=== Given data ===
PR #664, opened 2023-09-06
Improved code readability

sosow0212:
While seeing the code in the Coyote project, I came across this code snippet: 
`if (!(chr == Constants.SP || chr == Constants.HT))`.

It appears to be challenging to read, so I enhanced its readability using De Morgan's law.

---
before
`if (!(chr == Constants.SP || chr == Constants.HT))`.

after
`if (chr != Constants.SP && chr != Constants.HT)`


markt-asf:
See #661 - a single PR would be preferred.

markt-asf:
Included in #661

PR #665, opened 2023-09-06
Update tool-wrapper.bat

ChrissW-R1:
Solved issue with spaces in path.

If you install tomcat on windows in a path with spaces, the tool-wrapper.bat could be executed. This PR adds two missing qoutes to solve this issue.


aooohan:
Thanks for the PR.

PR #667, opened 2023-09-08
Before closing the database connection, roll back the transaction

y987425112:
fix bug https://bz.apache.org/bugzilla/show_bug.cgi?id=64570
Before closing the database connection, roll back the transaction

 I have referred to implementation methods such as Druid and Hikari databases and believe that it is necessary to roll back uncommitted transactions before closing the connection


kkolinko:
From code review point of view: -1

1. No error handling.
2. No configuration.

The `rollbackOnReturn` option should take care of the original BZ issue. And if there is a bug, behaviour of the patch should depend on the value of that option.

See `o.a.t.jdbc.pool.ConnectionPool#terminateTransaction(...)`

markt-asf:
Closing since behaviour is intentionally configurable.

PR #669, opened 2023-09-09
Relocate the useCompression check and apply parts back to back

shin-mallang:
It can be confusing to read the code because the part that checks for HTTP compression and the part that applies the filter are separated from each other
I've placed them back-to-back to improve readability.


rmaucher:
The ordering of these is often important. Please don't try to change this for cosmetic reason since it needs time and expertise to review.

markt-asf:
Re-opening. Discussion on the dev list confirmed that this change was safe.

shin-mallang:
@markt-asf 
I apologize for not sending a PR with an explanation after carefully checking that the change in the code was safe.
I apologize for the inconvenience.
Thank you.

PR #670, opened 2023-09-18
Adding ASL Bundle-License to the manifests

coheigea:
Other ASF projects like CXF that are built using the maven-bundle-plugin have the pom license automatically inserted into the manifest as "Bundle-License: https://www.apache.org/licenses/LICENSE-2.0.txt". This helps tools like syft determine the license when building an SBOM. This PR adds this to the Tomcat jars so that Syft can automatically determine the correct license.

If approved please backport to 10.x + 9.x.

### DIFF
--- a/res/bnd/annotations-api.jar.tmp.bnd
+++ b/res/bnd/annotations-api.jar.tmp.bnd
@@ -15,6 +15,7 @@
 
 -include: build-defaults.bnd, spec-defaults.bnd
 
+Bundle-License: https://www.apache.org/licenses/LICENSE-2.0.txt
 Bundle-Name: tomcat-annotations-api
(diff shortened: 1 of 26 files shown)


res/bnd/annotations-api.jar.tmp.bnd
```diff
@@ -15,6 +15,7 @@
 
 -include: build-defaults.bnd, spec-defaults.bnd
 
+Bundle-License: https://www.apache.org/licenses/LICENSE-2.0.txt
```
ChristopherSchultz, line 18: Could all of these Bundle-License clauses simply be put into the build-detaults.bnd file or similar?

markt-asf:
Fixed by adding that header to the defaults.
===
● **What is required**:
Every line of the listing must be transcribed exactly.

● **Answer space**:
PR #664, opened 2023-09-06
Improved code readability

sosow0212:
While seeing the code in the Coyote project, I came across this code snippet: 
`if (!(chr == Constants.SP || chr == Constants.HT))`.

It appears to be challenging to read, so I enhanced its readability using De Morgan's law.

---
before
`if (!(chr == Constants.SP || chr == Constants.HT))`.

after
`if (chr != Constants.SP && chr != Constants.HT)`


markt-asf:
See #661 - a single PR would be preferred.

markt-asf:
Included in #661

PR #665, opened 2023-09-06
Update tool-wrapper.bat

ChrissW-R1:
Solved issue with spaces in path.

If you install tomcat on windows in a path with spaces, the tool-wrapper.bat could be executed. This PR adds two missing qoutes to solve this issue.


aooohan:
Thanks for the PR.

PR #667, opened 2023-09-08
Before closing the database connection, roll back the transaction

y987425112:
fix bug https://bz.apache.org/bugzilla/show_bug.cgi?id=64570
Before closing the database connection, roll back the transaction

 I have referred to implementation methods such as Druid and Hikari databases and believe that it is necessary to roll back uncommitted transactions before closing the connection


kkolinko:
From code review point of view: -1

1. No error handling.
2. No configuration.

The `rollbackOnReturn` option should take care of the original BZ issue. And if there is a bug, behaviour of the patch should depend on the value of that option.

See `o.a.t.jdbc.pool.ConnectionPool#terminateTransaction(...)`

markt-asf:
Closing since behaviour is intentionally configurable.

PR #669, opened 2023-09-09
Relocate the useCompression check and apply parts back to back

shin-mallang:
It can be confusing to read the code because the part that checks for HTTP compression and the part that applies the filter are separated from each other
I've placed them back-to-back to improve readability.


rmaucher:
The ordering of these is often important. Please don't try to change this for cosmetic reason since it needs time and expertise to review.

markt-asf:
Re-opening. Discussion on the dev list confirmed that this change was safe.

shin-mallang:
@markt-asf 
I apologize for not sending a PR with an explanation after carefully checking that the change in the code was safe.
I apologize for the inconvenience.
Thank you.

PR #670, opened 2023-09-18
Adding ASL Bundle-License to the manifests

coheigea:
Other ASF projects like CXF that are built using the maven-bundle-plugin have the pom license automatically inserted into the manifest as "Bundle-License: https://www.apache.org/licenses/LICENSE-2.0.txt". This helps tools like syft determine the license when building an SBOM. This PR adds this to the Tomcat jars so that Syft can automatically determine the correct license.

If approved please backport to 10.x + 9.x.

### DIFF
--- a/res/bnd/annotations-api.jar.tmp.bnd
+++ b/res/bnd/annotations-api.jar.tmp.bnd
@@ -15,6 +15,7 @@
 
 -include: build-defaults.bnd, spec-defaults.bnd
 
+Bundle-License: https://www.apache.org/licenses/LICENSE-2.0.txt
 Bundle-Name: tomcat-annotations-api
(diff shortened: 1 of 26 files shown)


res/bnd/annotations-api.jar.tmp.bnd
```diff
@@ -15,6 +15,7 @@
 
 -include: build-defaults.bnd, spec-defaults.bnd
 
+Bundle-License: https://www.apache.org/licenses/LICENSE-2.0.txt
```
ChristopherSchultz, line 18: Could all of these Bundle-License clauses simply be put into the build-detaults.bnd file or similar?

markt-asf:
Fixed by adding that header to the defaults.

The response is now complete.